The life sciences sector is undergoing significant transformational change driven by the increasing adoption of digital technologies. From artificial intelligence automating routine tasks, to cloud platforms and the Internet of Things (IoT) supporting R&D, organisations have been able to re-route talent and facilitate more efficient analysis of data, aiding drug discovery efforts.

Accelerated by the COVID-19 pandemic, the pace of digitisation across every stage of the product lifecycle has seen pharma companies scaling the production and supply of products to health organisations, whilst at the same time, facing pressure to develop new therapeutics and vaccines for the virus.

In efforts to meet demand and bring products to market quickly. The adoption of new technologies, and the new ways of working this brings, could mean cyber risk assessments have been de-prioritised, potentially leaving organisations exposed.

Cyber security risks in life sciences

Cyber criminals target businesses within the life science sector to obtain both the significant personal data they hold and the intellectual property on new drugs or diagnostic tools.
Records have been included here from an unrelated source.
PR #8478, opened 2019-12-13
Fixes #28459 - index Pulp 3 package groups and SRPMs

ianballou:
This PR adds support for Pulp 3 package groups and SRPMs.

To test:
1) Create a yum repo with the upstream url https://repos.fedorapeople.org/pulp/pulp/fixtures/srpm/
2) Sync this repo
3) Check that it has 3 SRPMs and 2 package groups (2 errata too).

### DIFF
--- a/app/services/katello/pulp3/package_group.rb
+++ b/app/services/katello/pulp3/package_group.rb
@@ -1,0 +1,66 @@
+module Katello
+  module Pulp3
+    class PackageGroup < PulpContentUnit
+      include LazyAccessor
+
+      lazy_accessor :optional_package_names, :mandatory_package_names,
+                    :conditional_package_names, :default_package_names, :_id,
+                    :repository_memberships,
+                    :initializer => :backend_data
+
+      def _id
+        backend_data['pulp_href']
+      end
+
+      # Package type is now an integer:
+      # 1. default
+      # 2. optional
+      # 3. conditional
+      # 4. mandatory
+      # 5. unknown
+      # https://github.com/rpm-software-management/libcomps/blob/01a4759894cccff64d2561614a58281adf5ce859/libcomps/src/comps_docpackage.h#L36
+      def default_package_names
+        package_names_of_type(1)
+      end
+
+      def optional_package_names
+        package_names_of_type(2)
+      end
+
+      def conditional_package_names
+        package_names_of_type(3)
+      end
+
+      def mandatory_package_names
+        package_names_of_type(4)
+      end
+
+      def unknown_package_names
+        package_names_of_type(5)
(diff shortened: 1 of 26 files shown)


ianballou:
[test katello]

app/services/katello/pulp3/rpm.rb
```diff
@@ -19,6 +19,20 @@ def self.ids_for_repository(repo_id)
...
+        ia64, alpha, alphaev5, alphaev56, alphapca56, alphaev6, alphaev67,
+        sparc, sparcv8, sparcv9, sparc64, sparc64v, sun4, sun4c, sun4d, sun4m, sun4u,
+        armv3l, armv4b, armv4l, armv5tel, armv5tejl, armv6l, armv7l,
+        mips, mipsel,
+        ppc, ppciseries, ppcpseries, ppc64, ppc8260, ppc8560, ppc32dy4,
+        m68k, m68kmint, atarist, atariste, ataritt, falcon, atariclone, milan, hades,
+        Sgi,
+        rs6000,
+        i370, s390x, s390,
+        noarch"
```
johnpmitsch: why a huge string vs. an array which you call `.join(", ")` on?

app/services/katello/pulp3/package_group.rb
```diff
@@ -0,0 +1,67 @@
...
+        package_names_of_type(4)
+      end
+
+      def unknown_package_names
+        package_names_of_type(5)
+      end
+
+      def package_names_of_type(type)
+        packages = []
+        backend_data['packages'].each { |package| packages << package['name'] if package['type'] == type }
```
johnpmitsch: How about something like this to avoid initializing the empty array?
```ruby
def package_names_of_type(type)
  filtered_packages = backend_data['packages'].select { |package| package['type'] == type }
  filtered_packages.map { |package| package['name'] }
end
```

app/services/katello/pulp3/rpm.rb
johnpmitsch: To clarify, I find arrays are easier to update and manage on multiple lines, but not sure if there is a reason for the string

ianballou: yeah I'll make it an array.  This is temporary and I was hoping to change it before merging but I'm not sure if it'll be fixed in pulp soon enough

app/services/katello/pulp3/package_group.rb
ianballou: Sure that works

ianballou:
@johnpmitsch think I addressed your questions.  Architecture spacing is done by platform.

PR #8480, opened 2019-12-17
Fixes #28446 - reverting snap update

jjeffers:
This change reverts (via `npm test -- -u`) changes made that originally were needed to address an upgrade to a dependency in npm land. Now that update was reverted, and so we need to revert our tests.


jlsherrill:
For the commit message, this should not Ref since its a ~couple weeks old, but should instead 'Fixes'

PR #8483, opened 2019-12-19
Fixes #28551 - use sqlite friendly not_null add_column

jlsherrill:


jlsherrill:
To test:

1. edit foreman/config/database.yml and comment out the test db, add:
```
test:
  adapter: sqlite3
  database: db/foo.sqlite
```

2. run: 
```
RAILS_ENV=test be rake db:migrate
```

It will fail without this change, and pass with it.
Make sure to revert it back after you are done :)

jlsherrill:
This fixed the rpm build error: http://koji.katello.org/kojifiles/work/tasks/8778/258778/build.log

jjeffers:
Tested, and it worked just as it said on the tin.

PR #8484, opened 2019-12-19
Fixes #28350 - docker manifests not showing tags

ianballou:
To test:

1) Sync a Docker repo like library/hello-world.
2) Look at the repo's manifests and manifest lists.
3) See that the tags are populated.

### DIFF
--- a/app/views/katello/api/v2/docker_manifest_lists/show.json.rabl
+++ b/app/views/katello/api/v2/docker_manifest_lists/show.json.rabl
@@ -4,7 +4,8 @@ attributes :id, :schema_version, :digest, :manifest_type
 
 child :docker_tags => :tags do
   attributes :associated_meta_tag_identifier => :id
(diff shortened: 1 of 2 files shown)


app/views/katello/api/v2/docker_manifest_lists/show.json.rabl
```diff
@@ -4,7 +4,7 @@ attributes :id, :schema_version, :digest, :manifest_type
 
 child :docker_tags => :tags do
   attributes :associated_meta_tag_identifier => :id
-  attributes :repository_id, :name
+  attributes :repository, :name
```
jlsherrill: is it possible to do this without changing the api?

something like  attributes :repository => :repository_id

ianballou: @jlsherrill yeah this works fine.

PR #8487, opened 2020-01-02
Fixes #28621 - properly show repo after disabling

jlsherrill:
for a couple of reasons, a repo will not show up properly
without a page refresh:

1) the content has no release version substitution, in which
   case the repo comparison will fail when comparing undefined to null
2) the server stores 'noarch' when there is no arch substituion, and the
   comparision does not recognize this

### DIFF
--- a/webpack/redux/reducers/RedHatRepositories/repositorySetRepositories.js
+++ b/webpack/redux/reducers/RedHatRepositories/repositorySetRepositories.js
@@ -1,3 +1,4 @@
+import _ from 'lodash';
 import Immutable from 'seamless-immutable';
 
 import {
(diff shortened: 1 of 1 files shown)


webpack/redux/reducers/RedHatRepositories/repositorySetRepositories.js
```diff
@@ -12,9 +13,23 @@ import {
...
 
+const normalizeArch = (arch) => {
+  if (arch === 'noarch') {
+    return undefined;
+  }
+  return arch;
+};
+
+const substitutionMatches = (value1, value2) => {
+  if (_.isEmpty(value1) && _.isEmpty(value2)) {
```
parthaa: Cant you do 
```((_.isEmpty(value1) && _.isEmpty(value2)) || value1 == value2 ```

jlsherrill: i kinda like the more explicitness of what i have

PR #9571, opened 2021-08-20
Fixes #33114 - Bulk Add/Remove filters rules

sjha4:


webpack/scenes/ContentViews/Details/ContentViewDetailActions.js
```diff
@@ -27,7 +27,7 @@ import {
   cvRemoveComponentKey,
   addComponentSuccessMessage,
   removeComponentSuccessMessage,
-  cvVersionPromoteKey,
+  cvVersionPromoteKey, DELETE_CONTENT_VIEW_FILTER_RULES_KEY,
```
Andrewgdewar, line 30: For the love of cheese, can this me inline?

app/controllers/katello/api/v2/content_view_filters_controller.rb
```diff
@@ -82,6 +82,49 @@ def destroy
...
+        rules += (rule_params[:errata_ids] || []).map do |errata_id|
+          rule_clazz.create!(rule_params.except(:errata_ids)
+                                 .merge(filter: @filter, errata_id: errata_id))
+        end
+        if rule_params[:module_stream_ids]
+          rules += (rule_params[:module_stream_ids] || []).map do |module_stream_id|
+            rule_clazz.create!(rule_params.except(:module_stream_ids)
+                                   .merge(filter: @filter, module_stream_id: module_stream_id))
+          end
+        end
```
jlsherrill, line 118: how many rules do you see being created at once?   I wonder if we should use active record import to do a bulk insert?

sjha4: I would say a maximum of 50 (max records per page) if a user selects everything on a page and adds, given multi page selection is not supported..I am not sure if people do that though with filter rules..I imagine only a few package groups added to a filter cause more than that would be a really complicated content view.

app/controllers/katello/api/v2/content_view_filters_controller.rb
```diff
@@ -82,6 +82,49 @@ def destroy
...
+      rule_clazz = ContentViewFilter.rule_class_for(@filter)
+      rule_clazz.where(id: params[:rule_ids]).try(:destroy_all)
+      respond_for_show(resource: @filter)
+    end
+
+    api :put, "/content_views/:content_view_id/filters/:id/add_filter_rules", N_("bulk add filter rules")
+    api :put, "/content_view_filters/:id/add_filter_rules", N_("bulk add filter rules")
+    param :content_view_id, :number, :desc => N_("content view identifier")
+    param :id, :number, :desc => N_("filter identifier"), :required => true
+    param :rules_params, Array, :desc => N_("Rules to be added"), :required => false
```
jlsherrill, line 100: we should probably include the params that this accepts, similar to this:

```
    param :uploads, Array, :desc => N_("Array of uploads to import") do
      param 'id', String, :required => true
      param 'content_unit_id', String
      param 'size', String
      param 'checksum', String
      param 'name', String, :desc => N_("Needs to only be set for file repositories or docker tags")
      param 'digest', String, :desc => N_("Needs to only be set for docker tags")
    end
```

app/controllers/katello/api/v2/content_view_filters_controller.rb
jlsherrill: i guess we can hold off for now, easy to add later on

app/controllers/katello/api/v2/content_view_filters_controller.rb
sjha4: Updated! 👍🏽

sjha4:
[test katello]

jlsherrill (approved):

PR #9573, opened 2021-08-20
Fixes #33315 - Redefine pulp3 dynflow step statuses

rverdile:
This fixes the dynflow statuses printed in the dynflow console when the task is in the suspended state. Previously, pulp tasks were not being correctly identified as "started" or "finished'. 

Also, the status message has been updated to give slightly more precise details. For example, rather than "waiting for Pulp to finish the task" it might say "waiting for Pulp to finish the task synchronize (53ef3ad)". The characters at the end are part of the pulp href, to give the task an identifier.

To see the messages, do a complete sync on a decent sized repo (like a centos repo), and monitor the dynflow console while it's syncing. If that doesn't work, publish a content view with several decent sized repos and filters. Monitor the dynflow console while it's publishing.

### DIFF
--- a/app/lib/actions/pulp3/abstract_async_task.rb
+++ b/app/lib/actions/pulp3/abstract_async_task.rb
@@ -20,10 +20,16 @@ module Actions
             _("checking Pulp task status")
           end
         when :suspended
-          if combined_tasks.any?(&:started?)
-            _("waiting for Pulp to finish the task")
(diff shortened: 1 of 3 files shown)


jjeffers:
I am able to observe the dynflow message updates!

`Actions::Pulp3::Repository::Sync (waiting for Pulp to finish the task synchronize (ef98512daa94))`

PR #9574, opened 2021-08-21
Fixes #28491 - Move stuff from base.json.rabl to show.json.rabl

maccelf:
Move stuff from content_view_versions/base.json.rabl to content_view_versions/show.json.rabl to reduce call time of index.
List page should need less details than details page

### DIFF
--- a/app/views/katello/api/v2/content_view_versions/base.json.rabl
+++ b/app/views/katello/api/v2/content_view_versions/base.json.rabl
@@ -13,10 +13,6 @@ node do |version|
   version.content_counts_map
 end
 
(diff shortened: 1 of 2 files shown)


jturel:
@parthaa can you take a look here? You filed the initial Redmine but we kept moving it from release to release because there was some kind of hidden cost/effort involved but it wasn't mentioned on the Redmine.  Do you remember what that was?

jjeffers:
@maccelf I applied your patch and I noticed this on a CV view details page:
image

Can you recheck the changes and adjust accordingly?

PR #9576, opened 2021-08-24
Fixes #33326 - use uncached when searching for docker tags

jlsherrill:
this attempts to fix an error seen during syncing lots of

COVID-19 has accelerated cyber-criminal activity in every sector. According to the latest UK Government figures eight out of ten UK businesses say cyber security is a high priority for senior management1. Hardly surprising, as almost half have experienced a security breach or cyberattack in the past 12 months. But with just 11% of businesses thought to have a specific cyber insurance policy in place2, millions could be at risk.

The consequences of a cyber-attack on life science operations are severe for both a firms’ financial and reputational status. Life sciences companies should take a holistic approach to reviewing each stage of the product life cycle. Identifying vulnerabilities will allow companies to devise a robust risk mitigation plan.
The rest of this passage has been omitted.